** TASK MATERIAL follows **

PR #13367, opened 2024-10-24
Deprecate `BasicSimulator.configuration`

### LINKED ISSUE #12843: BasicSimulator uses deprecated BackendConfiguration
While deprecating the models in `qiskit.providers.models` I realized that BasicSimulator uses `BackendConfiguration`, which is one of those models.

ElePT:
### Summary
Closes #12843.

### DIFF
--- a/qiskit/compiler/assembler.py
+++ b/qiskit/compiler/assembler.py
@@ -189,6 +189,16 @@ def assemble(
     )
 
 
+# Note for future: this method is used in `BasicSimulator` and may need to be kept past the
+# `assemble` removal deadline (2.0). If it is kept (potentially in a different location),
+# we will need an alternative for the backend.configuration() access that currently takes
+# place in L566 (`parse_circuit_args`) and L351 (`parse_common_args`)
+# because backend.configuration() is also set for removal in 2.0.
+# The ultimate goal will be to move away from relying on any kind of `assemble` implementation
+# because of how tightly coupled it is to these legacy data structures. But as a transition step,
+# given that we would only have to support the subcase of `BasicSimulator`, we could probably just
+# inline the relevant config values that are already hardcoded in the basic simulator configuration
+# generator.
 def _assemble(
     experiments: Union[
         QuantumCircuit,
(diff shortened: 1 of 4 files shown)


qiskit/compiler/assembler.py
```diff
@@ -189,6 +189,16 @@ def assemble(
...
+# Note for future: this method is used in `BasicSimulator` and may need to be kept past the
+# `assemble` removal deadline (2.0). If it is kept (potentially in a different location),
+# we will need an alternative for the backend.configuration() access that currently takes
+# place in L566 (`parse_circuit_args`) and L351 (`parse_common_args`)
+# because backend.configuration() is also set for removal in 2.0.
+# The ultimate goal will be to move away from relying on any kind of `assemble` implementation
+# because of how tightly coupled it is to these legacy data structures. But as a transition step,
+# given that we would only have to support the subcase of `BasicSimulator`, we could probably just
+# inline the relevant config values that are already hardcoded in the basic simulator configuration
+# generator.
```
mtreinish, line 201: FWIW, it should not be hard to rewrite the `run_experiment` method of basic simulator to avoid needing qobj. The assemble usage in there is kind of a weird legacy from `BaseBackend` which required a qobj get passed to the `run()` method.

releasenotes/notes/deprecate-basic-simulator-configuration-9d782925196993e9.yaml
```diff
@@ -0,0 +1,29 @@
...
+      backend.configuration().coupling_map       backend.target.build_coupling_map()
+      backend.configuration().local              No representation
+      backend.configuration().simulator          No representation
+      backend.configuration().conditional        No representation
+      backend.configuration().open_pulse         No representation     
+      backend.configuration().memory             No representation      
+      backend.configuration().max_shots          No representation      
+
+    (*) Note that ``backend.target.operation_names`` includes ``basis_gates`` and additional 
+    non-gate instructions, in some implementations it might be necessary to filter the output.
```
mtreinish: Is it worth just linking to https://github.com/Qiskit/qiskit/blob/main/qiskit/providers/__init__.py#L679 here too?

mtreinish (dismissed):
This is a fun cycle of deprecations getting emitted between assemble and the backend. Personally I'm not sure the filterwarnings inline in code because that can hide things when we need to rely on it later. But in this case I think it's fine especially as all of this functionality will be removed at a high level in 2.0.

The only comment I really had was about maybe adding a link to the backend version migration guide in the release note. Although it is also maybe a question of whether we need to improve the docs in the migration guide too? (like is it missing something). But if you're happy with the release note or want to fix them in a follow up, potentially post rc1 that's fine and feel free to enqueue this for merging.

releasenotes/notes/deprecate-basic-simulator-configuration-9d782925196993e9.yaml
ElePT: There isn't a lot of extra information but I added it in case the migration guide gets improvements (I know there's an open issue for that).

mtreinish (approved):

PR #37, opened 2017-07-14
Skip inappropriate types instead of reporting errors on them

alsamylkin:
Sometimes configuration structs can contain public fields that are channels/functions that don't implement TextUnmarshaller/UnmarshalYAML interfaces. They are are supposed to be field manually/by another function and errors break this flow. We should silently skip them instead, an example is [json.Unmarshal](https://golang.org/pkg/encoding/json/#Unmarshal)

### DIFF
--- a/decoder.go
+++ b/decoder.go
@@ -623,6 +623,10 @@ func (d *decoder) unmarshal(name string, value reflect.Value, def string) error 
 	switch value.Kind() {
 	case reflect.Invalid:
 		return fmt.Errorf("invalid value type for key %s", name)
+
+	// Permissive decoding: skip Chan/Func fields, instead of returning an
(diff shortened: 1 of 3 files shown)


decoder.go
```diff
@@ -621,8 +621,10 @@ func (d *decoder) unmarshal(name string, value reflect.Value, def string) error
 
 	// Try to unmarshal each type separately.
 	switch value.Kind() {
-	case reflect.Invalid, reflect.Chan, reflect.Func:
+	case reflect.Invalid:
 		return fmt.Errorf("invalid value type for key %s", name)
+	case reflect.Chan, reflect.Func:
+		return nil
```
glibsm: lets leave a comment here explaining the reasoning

** End of TASK MATERIAL **
** TASK MATERIAL follows **

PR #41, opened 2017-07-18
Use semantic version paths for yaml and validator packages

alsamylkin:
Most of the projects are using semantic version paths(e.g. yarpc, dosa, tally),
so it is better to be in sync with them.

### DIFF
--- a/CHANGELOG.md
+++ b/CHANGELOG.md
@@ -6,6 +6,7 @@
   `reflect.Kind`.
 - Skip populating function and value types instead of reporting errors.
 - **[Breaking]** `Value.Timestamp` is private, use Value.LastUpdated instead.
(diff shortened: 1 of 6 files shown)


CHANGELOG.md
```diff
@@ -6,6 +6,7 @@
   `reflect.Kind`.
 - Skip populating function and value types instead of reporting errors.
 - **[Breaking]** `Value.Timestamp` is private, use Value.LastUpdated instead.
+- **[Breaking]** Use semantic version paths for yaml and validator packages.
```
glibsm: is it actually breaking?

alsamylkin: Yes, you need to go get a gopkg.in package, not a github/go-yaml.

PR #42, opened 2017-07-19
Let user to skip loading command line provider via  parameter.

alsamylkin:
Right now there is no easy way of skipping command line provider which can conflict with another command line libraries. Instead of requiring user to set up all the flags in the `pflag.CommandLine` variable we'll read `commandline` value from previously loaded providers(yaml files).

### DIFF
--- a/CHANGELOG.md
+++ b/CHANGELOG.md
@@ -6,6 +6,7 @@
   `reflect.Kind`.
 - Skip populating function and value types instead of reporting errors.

** End of TASK MATERIAL **

» **AIM OF THE TASK**: Find out how many lines above hold "glibsm". Write only the number.

» **OUTPUT FOR THIS TASK**: 2